# [EXERCISE OBJECTIVE]
Restate the data below, keeping every line the same.

# [SOURCE INFORMATION]

PR #925, opened 2021-04-10
[WIP] Wallet Dark Mode

Rock-N-Troll:
Dark Mode Work now being handled in pull request #933 

**WIP:**
Feedback Welcome!

Enable darkmode using `darkmode=true` in walletconfig. 
Default wallet styling otherwise.

- Currently refactoring so I don't break any pre-existing normal wallet styling
- Currently refactoring and restyling dark mode. Looking for suggestions
- Opening pull request to support github actions to build for anyone curious or wanting to check the latest build with test wallet (once builds are working)

All colors and styling subject to change.

image

image

image

image

image

image

**Development To-Do:**
- [x] Missing line separators in settings widget page
- [x] Make outer window dark
- [ ] Make black text gray
- [x] Apply dark mode to Transaction List Filter 
- [x] Apply dark mode to Scroll Bar
- [ ] Apply dark mode to debug window
- [ ] Apply dark mode to send screen buttons on bottom left
- [ ] Move configuration from config file to settings pop-up as a checkbox

**Final To-Do:**
- [ ] Make changes/confirm normal styling is working
- [ ] Make changes/Confirm dark mode styling is working
- [ ] Get builds working (especially you Mac)


seanPhill:
I've tested this on MacOS Catalina with Dark Mode turned on in the OS, but without the darkmode=true in the config file (yet).
Most things are as normal, but the settings page was behaving badly, changing to dark mode line by line, it seems, as I moused over it. Then when I selected Preferences, the Settings page cleaned up (back to light mode) and remained that way until selecting another tab and returning. (I haven't seen this before, but I will double check on the same computer with a released version.)

Rock-N-Troll:
> I've tested this on MacOS Catalina with Dark Mode turned on in the OS, but without the darkmode=true in the config file (yet).
> Most things are as normal, but the settings page was behaving badly, dark-greyed over and then line by line with gaps in between as I moused over it. Then when I selected Preferences, the Settings page cleaned up (back to full light mode) and remained that way until selecting another tab and returning. (I haven't seen this before, but I will double check on the same computer with a released version.) (Strangely, the colours are inverted in the shaded area of that screenshot compared to how it actually looked on the other Mac. It was light on that one line and dark grey over the rest.)
> pr925-settingsPage


yes that is one place that the styling was changed that I will need to address. Unfortunately it will be a lot of trial and error to get it working as I am trying to break out the embedded styling from the .ui files into the .css files for both normal and dark mode.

# [OUTPUT OF THE EXERCISE]
PR #925, opened 2021-04-10
[WIP] Wallet Dark Mode

Rock-N-Troll:
Dark Mode Work now being handled in pull request #933 

**WIP:**
Feedback Welcome!

Enable darkmode using `darkmode=true` in walletconfig. 
Default wallet styling otherwise.

- Currently refactoring so I don't break any pre-existing normal wallet styling
- Currently refactoring and restyling dark mode. Looking for suggestions
- Opening pull request to support github actions to build for anyone curious or wanting to check the latest build with test wallet (once builds are working)

All colors and styling subject to change.

image

image

image

image

image

image

**Development To-Do:**
- [x] Missing line separators in settings widget page
- [x] Make outer window dark
- [ ] Make black text gray
- [x] Apply dark mode to Transaction List Filter 
- [x] Apply dark mode to Scroll Bar
- [ ] Apply dark mode to debug window
- [ ] Apply dark mode to send screen buttons on bottom left
- [ ] Move configuration from config file to settings pop-up as a checkbox

**Final To-Do:**
- [ ] Make changes/confirm normal styling is working
- [ ] Make changes/Confirm dark mode styling is working
- [ ] Get builds working (especially you Mac)


seanPhill:
I've tested this on MacOS Catalina with Dark Mode turned on in the OS, but without the darkmode=true in the config file (yet).
Most things are as normal, but the settings page was behaving badly, changing to dark mode line by line, it seems, as I moused over it. Then when I selected Preferences, the Settings page cleaned up (back to light mode) and remained that way until selecting another tab and returning. (I haven't seen this before, but I will double check on the same computer with a released version.)

Rock-N-Troll:
> I've tested this on MacOS Catalina with Dark Mode turned on in the OS, but without the darkmode=true in the config file (yet).
> Most things are as normal, but the settings page was behaving badly, dark-greyed over and then line by line with gaps in between as I moused over it. Then when I selected Preferences, the Settings page cleaned up (back to full light mode) and remained that way until selecting another tab and returning. (I haven't seen this before, but I will double check on the same computer with a released version.) (Strangely, the colours are inverted in the shaded area of that screenshot compared to how it actually looked on the other Mac. It was light on that one line and dark grey over the rest.)
> pr925-settingsPage


yes that is one place that the styling was changed that I will need to address. Unfortunately it will be a lot of trial and error to get it working as I am trying to break out the embedded styling from the .ui files into the .css files for both normal and dark mode.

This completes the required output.